> [WORK TASK]: Below are some entries. Copy each line in them that holds "What".

[Stored data]
=== Section Start ===
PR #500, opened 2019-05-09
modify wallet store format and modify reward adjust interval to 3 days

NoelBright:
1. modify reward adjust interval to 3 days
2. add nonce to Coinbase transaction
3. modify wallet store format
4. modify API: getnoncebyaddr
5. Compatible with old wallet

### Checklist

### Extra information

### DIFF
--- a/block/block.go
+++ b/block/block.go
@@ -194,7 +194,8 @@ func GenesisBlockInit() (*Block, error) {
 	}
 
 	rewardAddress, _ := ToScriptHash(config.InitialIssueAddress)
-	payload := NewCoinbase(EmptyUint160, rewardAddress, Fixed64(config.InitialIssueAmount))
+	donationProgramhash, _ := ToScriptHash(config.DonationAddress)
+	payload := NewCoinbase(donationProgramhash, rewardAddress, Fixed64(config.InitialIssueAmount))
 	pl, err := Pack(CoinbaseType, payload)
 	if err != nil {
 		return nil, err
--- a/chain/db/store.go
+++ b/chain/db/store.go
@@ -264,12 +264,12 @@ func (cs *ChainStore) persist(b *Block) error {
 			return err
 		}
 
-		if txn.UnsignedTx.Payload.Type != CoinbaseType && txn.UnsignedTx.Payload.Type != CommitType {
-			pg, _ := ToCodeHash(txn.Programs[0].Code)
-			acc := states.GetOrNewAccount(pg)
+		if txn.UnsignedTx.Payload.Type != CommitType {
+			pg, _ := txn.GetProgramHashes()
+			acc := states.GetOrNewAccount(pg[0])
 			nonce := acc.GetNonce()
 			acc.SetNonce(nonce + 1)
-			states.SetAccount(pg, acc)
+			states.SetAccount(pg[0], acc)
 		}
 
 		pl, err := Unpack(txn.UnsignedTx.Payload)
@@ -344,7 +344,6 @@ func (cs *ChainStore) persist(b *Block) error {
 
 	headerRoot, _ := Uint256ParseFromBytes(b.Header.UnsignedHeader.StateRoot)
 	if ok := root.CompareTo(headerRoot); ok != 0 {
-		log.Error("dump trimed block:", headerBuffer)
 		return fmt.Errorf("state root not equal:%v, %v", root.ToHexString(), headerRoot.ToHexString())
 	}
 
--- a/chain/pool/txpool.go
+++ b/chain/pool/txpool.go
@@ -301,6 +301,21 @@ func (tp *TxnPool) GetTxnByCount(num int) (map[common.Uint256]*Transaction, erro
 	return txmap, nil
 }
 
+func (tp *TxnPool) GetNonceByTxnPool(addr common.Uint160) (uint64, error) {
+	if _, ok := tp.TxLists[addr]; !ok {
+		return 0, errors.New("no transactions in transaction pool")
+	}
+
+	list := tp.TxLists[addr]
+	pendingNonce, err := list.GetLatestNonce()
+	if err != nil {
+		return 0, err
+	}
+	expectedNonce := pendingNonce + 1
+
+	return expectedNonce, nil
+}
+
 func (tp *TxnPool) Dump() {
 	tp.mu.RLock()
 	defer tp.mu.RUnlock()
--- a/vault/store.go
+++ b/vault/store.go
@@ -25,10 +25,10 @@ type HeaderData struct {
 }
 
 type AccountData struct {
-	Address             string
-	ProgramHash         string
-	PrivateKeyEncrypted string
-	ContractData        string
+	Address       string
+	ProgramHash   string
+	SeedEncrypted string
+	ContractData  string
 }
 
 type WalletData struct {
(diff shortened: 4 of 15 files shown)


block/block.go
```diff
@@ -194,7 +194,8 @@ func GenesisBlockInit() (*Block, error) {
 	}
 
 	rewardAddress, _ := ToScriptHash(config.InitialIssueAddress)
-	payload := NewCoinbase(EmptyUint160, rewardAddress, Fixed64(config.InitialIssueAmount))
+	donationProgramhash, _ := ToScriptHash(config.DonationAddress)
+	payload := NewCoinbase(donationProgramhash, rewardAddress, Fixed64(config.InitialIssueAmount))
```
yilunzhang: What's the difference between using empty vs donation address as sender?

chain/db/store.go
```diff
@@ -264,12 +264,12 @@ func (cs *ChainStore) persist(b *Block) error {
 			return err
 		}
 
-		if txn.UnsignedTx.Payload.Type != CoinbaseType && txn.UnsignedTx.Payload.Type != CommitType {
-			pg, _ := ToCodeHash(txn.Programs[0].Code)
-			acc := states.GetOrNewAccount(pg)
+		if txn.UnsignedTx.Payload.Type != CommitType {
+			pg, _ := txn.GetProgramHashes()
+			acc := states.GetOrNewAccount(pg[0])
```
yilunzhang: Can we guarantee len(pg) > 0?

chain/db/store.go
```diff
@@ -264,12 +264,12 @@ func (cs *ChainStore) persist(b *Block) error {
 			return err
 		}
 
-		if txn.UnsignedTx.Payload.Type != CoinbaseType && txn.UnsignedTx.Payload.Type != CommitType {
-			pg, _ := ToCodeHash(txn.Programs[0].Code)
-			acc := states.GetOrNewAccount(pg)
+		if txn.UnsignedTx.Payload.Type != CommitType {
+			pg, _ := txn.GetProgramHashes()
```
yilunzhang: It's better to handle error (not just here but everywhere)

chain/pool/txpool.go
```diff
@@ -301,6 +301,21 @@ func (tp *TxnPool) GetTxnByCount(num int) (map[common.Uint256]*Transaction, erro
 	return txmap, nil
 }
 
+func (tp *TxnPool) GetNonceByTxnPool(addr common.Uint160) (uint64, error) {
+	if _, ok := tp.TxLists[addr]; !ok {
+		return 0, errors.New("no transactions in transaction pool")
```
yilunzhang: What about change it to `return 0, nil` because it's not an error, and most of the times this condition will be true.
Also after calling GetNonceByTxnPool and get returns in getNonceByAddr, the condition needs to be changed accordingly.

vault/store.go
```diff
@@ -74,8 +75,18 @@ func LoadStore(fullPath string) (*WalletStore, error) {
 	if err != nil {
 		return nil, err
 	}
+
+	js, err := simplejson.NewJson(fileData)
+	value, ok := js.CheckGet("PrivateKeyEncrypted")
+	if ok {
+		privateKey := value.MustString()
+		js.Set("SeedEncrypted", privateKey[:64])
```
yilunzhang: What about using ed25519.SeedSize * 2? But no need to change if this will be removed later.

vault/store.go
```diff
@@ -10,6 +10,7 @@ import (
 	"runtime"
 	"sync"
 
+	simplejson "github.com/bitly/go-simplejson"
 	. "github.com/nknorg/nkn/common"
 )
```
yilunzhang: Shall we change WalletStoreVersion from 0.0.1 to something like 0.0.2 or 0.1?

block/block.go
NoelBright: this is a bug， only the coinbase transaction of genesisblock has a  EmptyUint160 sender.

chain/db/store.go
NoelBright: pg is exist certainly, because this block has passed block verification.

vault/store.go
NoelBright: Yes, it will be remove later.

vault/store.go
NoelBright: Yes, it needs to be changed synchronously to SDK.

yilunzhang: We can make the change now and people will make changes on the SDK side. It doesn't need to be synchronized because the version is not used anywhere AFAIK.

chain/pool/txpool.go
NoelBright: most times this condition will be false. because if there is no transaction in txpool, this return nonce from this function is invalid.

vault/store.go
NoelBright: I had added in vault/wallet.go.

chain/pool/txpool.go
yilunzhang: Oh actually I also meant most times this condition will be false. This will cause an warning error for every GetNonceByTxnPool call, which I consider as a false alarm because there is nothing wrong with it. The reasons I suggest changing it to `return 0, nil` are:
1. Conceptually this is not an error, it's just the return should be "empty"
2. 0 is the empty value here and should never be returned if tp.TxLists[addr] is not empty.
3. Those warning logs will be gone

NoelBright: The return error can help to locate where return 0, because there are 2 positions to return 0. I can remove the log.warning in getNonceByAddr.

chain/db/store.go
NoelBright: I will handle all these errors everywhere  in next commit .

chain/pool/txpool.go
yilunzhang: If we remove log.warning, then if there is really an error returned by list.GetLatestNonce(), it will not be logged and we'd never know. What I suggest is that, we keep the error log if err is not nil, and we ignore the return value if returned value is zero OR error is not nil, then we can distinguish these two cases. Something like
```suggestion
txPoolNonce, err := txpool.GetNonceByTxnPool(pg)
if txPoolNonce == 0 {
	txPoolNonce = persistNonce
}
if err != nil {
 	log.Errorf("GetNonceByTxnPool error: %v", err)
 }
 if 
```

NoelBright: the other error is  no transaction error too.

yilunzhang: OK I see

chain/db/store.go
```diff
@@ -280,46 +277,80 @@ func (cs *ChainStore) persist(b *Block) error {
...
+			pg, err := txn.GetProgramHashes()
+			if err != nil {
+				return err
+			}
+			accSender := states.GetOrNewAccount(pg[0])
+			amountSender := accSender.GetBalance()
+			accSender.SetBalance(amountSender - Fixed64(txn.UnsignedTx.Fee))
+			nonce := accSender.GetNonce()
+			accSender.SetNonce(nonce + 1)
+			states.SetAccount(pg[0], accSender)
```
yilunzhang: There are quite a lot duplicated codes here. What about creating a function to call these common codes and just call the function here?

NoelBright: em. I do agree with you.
=== Section End ===
> [WRITTEN RESPONSE]:
yilunzhang: What's the difference between using empty vs donation address as sender?
yilunzhang: What about change it to `return 0, nil` because it's not an error, and most of the times this condition will be true.
yilunzhang: What about using ed25519.SeedSize * 2? But no need to change if this will be removed later.
yilunzhang: If we remove log.warning, then if there is really an error returned by list.GetLatestNonce(), it will not be logged and we'd never know. What I suggest is that, we keep the error log if err is not nil, and we ignore the return value if returned value is zero OR error is not nil, then we can distinguish these two cases. Something like
yilunzhang: There are quite a lot duplicated codes here. What about creating a function to call these common codes and just call the function here?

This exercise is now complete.